Exercise requirements> Locate the word "object" in the entries below, then gather every line that holds it.

Top of Records for the exercise

PR #143, opened 2021-07-30
None type object cannot call close

sek788432:
if the log_file_name argument is wrong, self.file is None.
And it will raise none type object cannot call close()


flaml/training_log.py
```diff
@@ -159,6 +161,8 @@ def training_log_writer(filename: str):
         w = TrainingLogWriter(filename)
         w.open()
         yield w
+    except FileNotFoundError:
```
ekzhu, line 164: We can remove this except block as the error message below doesn't provide more detailed information than the builtin error message.

flaml/training_log.py
```diff
@@ -169,5 +173,7 @@ def training_log_reader(filename: str):
         r = TrainingLogReader(filename)
         r.open()
         yield r
+    except FileNotFoundError:
```
ekzhu, line 176: Same here.

ekzhu (commented):
Thanks for the contribution! The error messages for file not exists is not much different from the builtin message. Perhaps we can remove the except blocks.

flaml/training_log.py
sek788432: I got it. It seems reasonable. Do I need to update another commit to modify it?

ekzhu: Yes. Please update with another commit. Thanks!

sek788432: I updated. Thanks!

ekzhu (approved):
Thanks!

Issue #142, opened 2021-07-29
Error when the argument `training_function` passed to `tune.run` returns a value


eduardobull:
Thank you for this great library!

I'm getting the following error when the argument `training_function` passed to `tune.run` returns a value:

```python
.venv\lib\site-packages\flaml\tune\tune.py in run(training_function, config, points_to_evaluate, low_cost_partial_config, cat_hp_cost, metric, mode, time_budget_s, prune_attr, min_resource, max_resource, reduction_factor, report_intermediate_result, search_alg, verbose, local_dir, num_samples, resources_per_trial, config_constraints, metric_constraints, use_ray)
    330             if result is not None:
    331                 if isinstance(result, dict):
--> 332                     tune.report(**result)
    333                 else:
    334                     tune.report(_metric=result)

UnboundLocalError: local variable 'tune' referenced before assignment
```

Code to reproduce the problem:
```python
# require: pip install flaml[blendsearch]
from flaml import tune
import time

def evaluate_config(config):
    metric = (round(config['x'])-85000)**2 - config['x']/config['y']
    return {"metric": metric}  # <----- HERE!

analysis = tune.run(
    evaluate_config,
    config={
        'x': tune.lograndint(lower=1, upper=100000),
        'y': tune.randint(lower=1, upper=100000)
    }
)
```

Maybe we can fix this by changing

https://github.com/microsoft/FLAML/blob/15fd8adac4738074c73d651691df6bc562fffa7d/flaml/tune/tune.py#L332-L334

to

```python
    report(**result) 
else: 
    report(_metric=result) 
```

sonichi:
Great suggestion. That should work. If you'd like to make a PR, please go ahead. Otherwise we'll fix it in the next version.

PR #145, opened 2021-07-30
fix UnboundLocalError in tune.run (#142)

eduardobull:
Fix UnboundLocalError exception in `tune.run` when `training_function` returns a value.

### DIFF
--- a/test/tune/test_tune.py
+++ b/test/tune/test_tune.py
@@ -217,6 +217,37 @@ def test_nested():
     logger.info(f"BlendSearch best result: {best_trial.last_result}")
 
 
+def test_run_training_function_return_value():
+    from flaml import tune
+
+    # Test dict return value
+    def evaluate_config_dict(config):
+        metric = (round(config['x'])-85000)**2 - config['x']/config['y']
+        return {"metric": metric}
+
+    tune.run(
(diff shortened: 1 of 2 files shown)


eduardobull:
Resolves #142

sonichi (commented):
Thanks. Could you add your test that covers this case in test/tune/test_tune.py?

test/tune/test_tune.py
```diff
@@ -217,6 +217,22 @@ def simple_func(config):
...
 
+def test_run_training_function_return_value():
+    from flaml import tune
+
+    def evaluate_config(config):
+        metric = (round(config['x'])-85000)**2 - config['x']/config['y']
+        return {"metric": metric}
+
+    tune.run(
+        evaluate_config,
```
sonichi, line 228: The test failed. Either pass `metric='metric'` to tune.run or return a float in `evaluate_config`

sonichi (changes requested):
Please sign

test/tune/test_tune.py
eduardobull: I've modified the test function to pass a `training_function` returning a dict and another one returning a scalar.

sonichi (approved):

Bottom of Records for the exercise

Answer box>
None type object cannot call close
And it will raise none type object cannot call close()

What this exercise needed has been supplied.